Causes microscopic polyangiitis
The disease microscopic polyangiitis was described by J. Davson et al. in 1948 as a separate variant of nodular polyarteritis, in which arterial hypertension is rare, but there is focal necrotizing glomerulonephritis, indicating damage to small vessels. The form of kidney damage (segmental necrotizing pauci-immune glomerulonephritis), combining microscopic polyangiitis, Wegener's granulomatosis and rapidly progressive glomerulonephritis without extrarenal signs of vasculitis, confirms the legitimacy of isolating microscopic polyangiitis as an independent nosological form, different from nodular polyarteritis. The detection of ANCA in the blood of patients with microscopic polyangiitis made it possible to classify this form of systemic vasculitis into the group of ANCA-associated vasculitis, and glomerulonephritis in this form of vasculitis into low-immune rapidly progressive glomerulonephritis associated with the presence of ANCA (type III no R. Glassock, 1997).

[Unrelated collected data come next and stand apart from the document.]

PR #2323, opened 2025-01-17
webhook: support elasticquota enable update resource key

lijunxin559:

Currently, the consistency check for resource types in elastic quota's add, delete and update is insufficient and too rigid. For example, maxResourceKey requires parent-child consistency, which can lead to the following problems:
1. There is no unified logic to check the various resource types of *min/max*, which can easily lead to inconsistencies
2. Unable to flexibly support changing resource types, especially when adding new resources, limited by the initial creation status

However, considering the original intention of quota design and current computing logic, it does not affect related calculations while supporting resource type checks(also already added more unitTest cases). Among them:
1. The setting intentions of *min* and *max* are different and the calculation logic is not dependent. The resource types need to be checked separately
2. *Guaranteed* is affected by *min* calculation, so there is no need to check separately

I propose to add a feature called *ElasticQuotaEnableUpdateResourceKey* to support changes to ElasticQuota Resource Key, with the following modifications:
1. Support *min* and *max* resourceKey checks during elasticQuota add and update: *checkSubAndParentGroupQuotaKey()*
2. Support AnnotationSharedWeight updated: when SharedWeight has a key which is not included in max, delete it; when SharedWeight does not have the key of max, it defaults to be filled in the quantity of max
3. Maintain compatibility of resourceKeys update logic: *updateResourceKeyNoLock()* 
4. Propose standard process operations for elastic quota resourceKey: add resourceKey from parent node to child node, delete resourceKey from child node to parent node

### V. Checklist

### DIFF
--- a/pkg/scheduler/plugins/elasticquota/core/group_quota_manager.go
+++ b/pkg/scheduler/plugins/elasticquota/core/group_quota_manager.go
@@ -563,22 +563,31 @@ func (gqm *GroupQuotaManager) updateOneGroupSharedWeightNoLock(quotaInfo *QuotaI
 	gqm.runtimeQuotaCalculatorMap[quotaInfo.ParentName].updateOneGroupSharedWeight(quotaInfo)
 }
 
+// updateResourceKeyNoLock based on quotaInfo.CalculateInfo.Max of self
+// Note: RootQuotaName need to be updated as allResourceKeys
 func (gqm *GroupQuotaManager) updateResourceKeyNoLock() {
 	// collect all dimensions
-	resourceKeys := make(map[v1.ResourceName]struct{})
+	allResourceKeys := make(map[v1.ResourceName]struct{})
 	for quotaName, quotaInfo := range gqm.quotaInfoMap {
-		if quotaName == extension.DefaultQuotaName || quotaName == extension.SystemQuotaName {
+		if quotaName == extension.RootQuotaName || quotaName == extension.DefaultQuotaName || quotaName == extension.SystemQuotaName {
 			continue
 		}
+		resourceKeys := make(map[v1.ResourceName]struct{})
 		for resName := range quotaInfo.CalculateInfo.Max {
+			allResourceKeys[resName] = struct{}{}
 			resourceKeys[resName] = struct{}{}
+		}
+		// update right now
+		if runtimeQuotaCalculator, ok := gqm.runtimeQuotaCalculatorMap[quotaName]; ok && runtimeQuotaCalculator != nil && !reflect.DeepEqual(resourceKeys, runtimeQuotaCalculator.resourceKeys) {
+			runtimeQuotaCalculator.updateResourceKeys(resourceKeys)
 		}
 	}
 
-	if !reflect.DeepEqual(resourceKeys, gqm.resourceKeys) {
-		gqm.resourceKeys = resourceKeys
-		for _, runtimeQuotaCalculator := range gqm.runtimeQuotaCalculatorMap {
-			runtimeQuotaCalculator.updateResourceKeys(resourceKeys)
+	// keep special ones same
+	if !reflect.DeepEqual(allResourceKeys, gqm.resourceKeys) {
+		gqm.resourceKeys = allResourceKeys
+		if runtimeQuotaCalculator, ok := gqm.runtimeQuotaCalculatorMap[extension.RootQuotaName]; ok && runtimeQuotaCalculator != nil {
+			runtimeQuotaCalculator.updateResourceKeys(allResourceKeys)
 		}
 	}
 }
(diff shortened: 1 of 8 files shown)


pkg/features/scheduler_features.go
```diff
@@ -82,6 +82,7 @@ var defaultSchedulerFeatureGates = map[featuregate.Feature]featuregate.FeatureSp
 	ElasticQuotaIgnoreTerminatingPod:          {Default: false, PreRelease: featuregate.Alpha},
 	ElasticQuotaImmediateIgnoreTerminatingPod: {Default: false, PreRelease: featuregate.Alpha},
 	ElasticQuotaGuaranteeUsage:                {Default: false, PreRelease: featuregate.Alpha},
+	ElasticQuotaEnableUpdateResourceKey:       {Default: false, PreRelease: featuregate.Alpha},
```
saintube, line 85: would you implement the feature in the scheduler?

lijunxin559: At present, the feature is mainly used to affect the verification behavior of elasticquota, and the scheduler does not use it. Should it be placed in a more appropriate position?

saintube: So the ElasticQuotaEnableUpdateResourceKey in the defaultSchedulerFeatureGates is redundant. Please add it after the scheduler's logic is implemented.

lijunxin559: Got it. The features of the scheduler need to have specific functional bindings.
That means we directly support the incremental update feature of elasticquota, right?

lijunxin559: deleted ElasticQuotaEnableUpdateResourceKey in defaultSchedulerFeatureGates

pkg/webhook/elasticquota/quota_topology_check.go
```diff
@@ -68,7 +68,7 @@ func (qt *quotaTopology) validateQuotaSelfItem(quota *v1alpha1.ElasticQuota) err
 }
 
 // validateQuotaTopology checks the quotaInfo's topology with its parent and its children.
-// oldQuotaInfo is null wben validate a new create request, and is the current quotaInfo when validate a update request.
+// oldQuotaInfo is null when validate a new create request, and is the current quotaInfo when validate a update request.
 func (qt *quotaTopology) validateQuotaTopology(oldQuotaInfo, newQuotaInfo *QuotaInfo, oldNamespaces []string) error {
```
shaloulcy, line 72: webhook需要加个逻辑，修改shared weight。假如修改了max，shared  weight里面没有这个key，需要添加进去

shaloulcy:
group_quota_manager.go里面的UpdateQuota、RefreshRuntime 需要加单侧覆盖这种情况

pkg/webhook/elasticquota/quota_topology_check.go
lijunxin559: Yes, you are right.
AnnotationSharedWeight updated logic has been fixed  in fillQuotaDefaultInformation(): When SharedWeight has a key with max that does not exist, delete it; when SharedWeight does not have the key of max, it defaults to filling in the quantity of max
and added in min/max key checked in validateQuotaSelfItem()

pkg/scheduler/plugins/elasticquota/core/group_quota_manager.go
```diff
@@ -563,22 +563,34 @@ func (gqm *GroupQuotaManager) updateOneGroupSharedWeightNoLock(quotaInfo *QuotaI
...
 	}
 
-	if !reflect.DeepEqual(resourceKeys, gqm.resourceKeys) {
-		gqm.resourceKeys = resourceKeys
-		for _, runtimeQuotaCalculator := range gqm.runtimeQuotaCalculatorMap {
-			runtimeQuotaCalculator.updateResourceKeys(resourceKeys)
+	// keep special ones same
+	if !reflect.DeepEqual(allResourceKeys, gqm.resourceKeys) {
+		gqm.resourceKeys = allResourceKeys
+		quotas := []string{extension.RootQuotaName, extension.DefaultQuotaName, extension.SystemQuotaName}
```
shaloulcy, line 589: DefaultQuotaName/SystemQuotaName没有runtimeQuotaCalculator，不需要更新

pkg/scheduler/plugins/elasticquota/core/group_quota_manager.go
```diff
@@ -563,22 +563,34 @@ func (gqm *GroupQuotaManager) updateOneGroupSharedWeightNoLock(quotaInfo *QuotaI
 	gqm.runtimeQuotaCalculatorMap[quotaInfo.ParentName].updateOneGroupSharedWeight(quotaInfo)
 }
 
+// updateResourceKeyNoLock based on quotaInfo.CalculateInfo.Max of self
+// Note: RootQuotaName need to be updated as allResourceKeys
 func (gqm *GroupQuotaManager) updateResourceKeyNoLock() {
```
shaloulcy, line 568: 这个函数要不补个单侧吧

lijunxin559: added

pkg/scheduler/plugins/elasticquota/core/group_quota_manager.go
lijunxin559: fixed

saintube (approved):
Good job! @lijunxin559

PR #2325, opened 2025-01-20
koordlet: fix prodReclaimablePredictor result to avoid influence of o…

lijunxin559:
…versold

When calculating Allocatable[mid] resources, due to possible oversold, ProdReclaimableMetric will be greater than NodeAllocatable * thresholdRatio, so the calculated Allocatable[mid] value accidentally includes the oversold part. However, our previous attempts at modifying the computational model in PR #2291  were not sufficient as they would erase the role of the prodPod estimation model, resulting in the loss of the more stable mid resource characteristics after modification. Therefore, further modifications to the prodPod are needed.

Therefore, I optimized the behavior of ProdReclaimablePredictor by adjusting the values based on the node's runtime information when returning the prediction results, thereby affecting the collectMetric results. And added necessary related tests has proved that the modified calculations are reasonable.

### V. Checklist

### DIFF
--- a/pkg/koordlet/metrics/resource_summary.go
+++ b/pkg/koordlet/metrics/resource_summary.go
@@ -35,6 +35,12 @@ var (
 		Help:      "the node reclaimable of different priorities resources updated by koordinator",
 	}, []string{NodeKey, PriorityKey, ResourceKey, UnitKey})
 
+	NodeResourcePriorityReclaimableStatus = prometheus.NewGaugeVec(prometheus.GaugeOpts{
+		Subsystem: KoordletSubsystem,
+		Name:      "node_resource_priority_reclaimable_status",
+		Help:      "status of node reclaimable of different priorities resources updated by koordinator",
+	}, []string{NodeKey, PriorityKey})
+
 	ContainerResourceRequests = prometheus.NewGaugeVec(prometheus.GaugeOpts{
 		Subsystem: KoordletSubsystem,
 		Name:      "container_resource_requests",
@@ -50,6 +56,7 @@ var (
 	ResourceSummaryCollectors = []prometheus.Collector{
 		NodeResourceAllocatable,
 		NodeResourcePriorityReclaimable,
+		NodeResourcePriorityReclaimableStatus,
 		ContainerResourceRequests,
 		ContainerResourceLimits,
 	}
@@ -74,6 +81,15 @@ func RecordNodeResourcePriorityReclaimable(resourceName string, unit string, pri
 	labels[ResourceKey] = resourceName
 	labels[UnitKey] = unit
 	NodeResourcePriorityReclaimable.With(labels).Set(value)
+}
+
+func RecordNodeResourcePriorityReclaimableStatus(priority string, value float64) {
+	labels := genNodeLabels()
+	if labels == nil {
+		return
+	}
+	labels[PriorityKey] = priority
+	NodeResourcePriorityReclaimableStatus.With(labels).Set(value)
 }
 
 func RecordContainerResourceRequests(resourceName string, unit string, status *corev1.ContainerStatus, pod *corev1.Pod, value float64) {
--- a/pkg/koordlet/prediction/peak_predictor.go
+++ b/pkg/koordlet/prediction/peak_predictor.go
@@ -33,6 +33,10 @@ import (
 // PredictorType defines constants for different types of predictors.
 type PredictorType int
 
+type PredictorContext struct {
+	Node *v1.Node
+}
+
 const (
 	// ProdReclaimablePredictor represents the type of a reclaimable production predictor.
 	ProdReclaimablePredictor PredictorType = iota
@@ -40,7 +44,7 @@ const (
 
 // PredictorFactory is an interface for creating predictors of different types.
 type PredictorFactory interface {
-	New(PredictorType) Predictor
+	New(predictorType PredictorType, context PredictorContext) Predictor
 }
 
 type Predictor interface {
@@ -65,19 +69,22 @@ func NewPredictorFactory(predictServer PredictServer, coldStartDuration time.Dur
 }
 
 // New creates a new instance of a predictor based on the given type.
-func (f *predictorFactory) New(t PredictorType) Predictor {
+func (f *predictorFactory) New(t PredictorType, context PredictorContext) Predictor {
 	switch t {
 	case ProdReclaimablePredictor:
 		podPredictor := &podReclaimablePredictor{
 			predictServer:       f.predictServer,
+			node:                context.Node,
 			coldStartDuration:   f.coldStartDuration,
 			safetyMarginPercent: f.safetyMarginPercent,
 			podFilterFn:         isPodReclaimableForProd,
 			reclaimable:         util.NewZeroResourceList(),
+			unReclaimable:       util.NewZeroResourceList(),
 			pods:                make(map[string]bool),
 		}
 		priorityPredictor := &priorityReclaimablePredictor{
 			predictServer:         f.predictServer,
+			node:                  context.Node,
 			safetyMarginPercent:   f.safetyMarginPercent,
 			priorityClassFilterFn: isPriorityClassReclaimableForProd,
 			reclaimRequest:        util.NewZeroResourceList(),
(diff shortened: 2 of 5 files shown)


pkg/koordlet/prediction/peak_predictor.go
```diff
@@ -210,10 +240,16 @@ func (p *podReclaimablePredictor) AddPod(pod *v1.Pod) error {
 }
 
 // GetResult returns the predicted resource list for the added pods.
+// The result is the sum of the reclaimable resources of the added pods.
 func (p *podReclaimablePredictor) GetResult() (v1.ResourceList, error) {
-	metrics.RecordNodePredictedResourceReclaimable(string(v1.ResourceCPU), metrics.UnitCore, p.GetPredictorName(), float64(p.reclaimable.Cpu().MilliValue())/1000)
-	metrics.RecordNodePredictedResourceReclaimable(string(v1.ResourceMemory), metrics.UnitByte, p.GetPredictorName(), float64(p.reclaimable.Memory().Value()))
-	return p.reclaimable, nil
+	if p.node == nil || p.node.Status.Capacity == nil {
```
saintube, line 245: Please notice that the node allocatable can be updated or mutated either by machine-level operations or the webhook with the [resource amplification ratio](https://koordinator.sh/blog/release-v1.4.0/#4-cpu-normalization). We can retrieve the original node allocatable from the annotation `node.koordinator.sh/raw-allocatable` if it exists. Perhaps the node should be an argument of the `GetResult()`.
And, we prefer the allocatable instead of the capacity since there does not count the node reservation in contrast to the node resource calculation.

pkg/koordlet/prediction/peak_predictor.go
```diff
@@ -285,21 +325,24 @@ func (n *priorityReclaimablePredictor) GetResult() (v1.ResourceList, error) {
...
 	}
 
 	// reclaimable[P] := max(request[P] - peak[P], 0)
-	reclaimable := quotav1.Max(quotav1.Subtract(n.reclaimRequest, reclaimPredict), util.NewZeroResourceList())
-	metrics.RecordNodePredictedResourceReclaimable(string(v1.ResourceCPU), metrics.UnitCore, n.GetPredictorName(), float64(reclaimable.Cpu().MilliValue())/1000)
-	metrics.RecordNodePredictedResourceReclaimable(string(v1.ResourceMemory), metrics.UnitByte, n.GetPredictorName(), float64(reclaimable.Memory().Value()))
-	return reclaimable, nil
+	reclaimable := quotav1.Max(quotav1.Subtract(p.reclaimRequest, unReclaimable), util.NewZeroResourceList())
+	// fixReclaimable[P] := min(nodeCapacity[P]-unReclaimable[P],reclaimable[P])
+	fixReclaimable := quotav1.SubtractWithNonNegativeResult(p.node.Status.Capacity, unReclaimable)
```
saintube, line 341: same above

pkg/koordlet/statesinformer/impl/states_nodemetric.go
```diff
@@ -360,8 +360,8 @@ func (r *nodeMetricInformer) collectMetric() (*slov1alpha1.NodeMetricInfo, []*sl
 		Start:     &startTime,
 		End:       &endTime,
 	}
-	prodPredictor := r.predictorFactory.New(prediction.ProdReclaimablePredictor)
-
+	node := r.nodeSLOInformer.callbackRunner.statesInformer.GetNode()
```
saintube, line 363: why not retrieve from the nodeInformer

pkg/koordlet/prediction/peak_predictor.go
lijunxin559: Thank you for the reminder about the amplification factor. It has been added
I think it would be better to include the node in the predictor instead of directly using it as a parameter for GetResult()
Yes, allocatable is better

pkg/koordlet/metrics/resource_summary.go
```diff
@@ -35,6 +35,12 @@ var (
 		Help:      "the node reclaimable of different priorities resources updated by koordinator",
 	}, []string{NodeKey, PriorityKey, ResourceKey, UnitKey})
 
+	NodeResourcePriorityReclaimableErr = prometheus.NewGaugeVec(prometheus.GaugeOpts{
```
saintube, line 38: Need to keep the variable name same as the metric name.

pkg/koordlet/metrics/resource_summary.go
```diff
@@ -76,6 +83,16 @@ func RecordNodeResourcePriorityReclaimable(resourceName string, unit string, pri
 	NodeResourcePriorityReclaimable.With(labels).Set(value)
 }
 
+func RecordNodeResourcePriorityReclaimableErr(priority string, err string, value float64) {
+	labels := genNodeLabels()
+	if labels == nil {
+		return
+	}
+	labels[PriorityKey] = priority
+	labels[ErrorKey] = err
```
saintube, line 92: Picking the error message as a label value is not a good choice. Perhaps it should be a status about succeeded or failed.

pkg/koordlet/prediction/peak_predictor.go
```diff
@@ -33,14 +33,18 @@ import (
 // PredictorType defines constants for different types of predictors.
 type PredictorType int
 
+type ProdReclaimablePredictorOptions struct {
```
saintube, line 36: If an option is necessary, consider using an interface of Options and method ApplyFor(), or a strongly-typed struct for all predictors. We need to distinguish options for different priorities, and we prefer not to use a weakly-type argument for the initialization.

pkg/koordlet/prediction/peak_predictor.go
```diff
@@ -210,10 +240,21 @@ func (p *podReclaimablePredictor) AddPod(pod *v1.Pod) error {
 }
 
 // GetResult returns the predicted resource list for the added pods.
+// The result is the sum of the reclaimable resources of the added pods.
 func (p *podReclaimablePredictor) GetResult() (v1.ResourceList, error) {
```
saintube, line 244: As described, the node allocatable can be updated sometimes. So we'd better pass the latest object.

pkg/koordlet/metrics/resource_summary.go
lijunxin559: In this case, it only indicates whether it is currently available and not convenient for checking errors. If it is deemed unnecessary, I can remove it

pkg/koordlet/prediction/peak_predictor.go
lijunxin559: I don't think one round of calculation will take too long, right? The time interval from starting to retrieve info to obtaining this calculation result should be tolerable

Of course, we can retrieve it at the end and pass the node parameter into the GetResult(), but won't this make the interface lose its flexibility? I suggest including all the content related to this calculation logic in the interface

pkg/koordlet/prediction/peak_predictor.go
lijunxin559: yes , you are right, ProdReclaimablePredictorOptions -> PredictorContext

pkg/koordlet/metrics/resource_summary.go
lijunxin559: fixed

pkg/koordlet/metrics/resource_summary.go
```diff
@@ -76,6 +83,15 @@ func RecordNodeResourcePriorityReclaimable(resourceName string, unit string, pri
 	NodeResourcePriorityReclaimable.With(labels).Set(value)
 }
 
+func RecordNodeResourcePriorityReclaimableStatus(priority string, value float64) {
```
saintube, line 86: It seems passing a boolean is enough. No need to define a StatusSucceedBool.

pkg/koordlet/prediction/peak_predictor.go
saintube: It's OK. I missed the fact that a predictor is instantiated once a round.

pkg/koordlet/metrics/resource_summary.go
lijunxin559: ok, done

saintube (commented):
/lgtm

saintube:
PTAL /cc @zwzhang0107 @hormes @jasonliu747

The basic concepts of the role of ANCA in the pathogenesis of systemic vasculitis were outlined in the description of Wegener's granulomatosis. Unlike the latter, pANCA against myeloperoxidase is detected in the blood of most patients with microscopic polyangiitis.
Pathogenesis
A distinctive feature of microscopic polyangiitis is segmental necrotizing vasculitis of small vessels without signs of granulomatous inflammation. In addition to vasculitis of the microcirculatory bed, necrotizing arteritis may develop, histologically similar to that in nodular polyarteritis. Small vessels of the kidneys, lungs and skin are most often affected.
- In the skin, the development of dermal leukocytoclastic venulitis is characteristic.
- Necrotizing alveolitis with septal capillaries and massive neutrophilic infiltration develops in the lungs. In the event of death of a patient from pulmonary hemorrhage, pulmonary hemosiderosis is found during autopsy.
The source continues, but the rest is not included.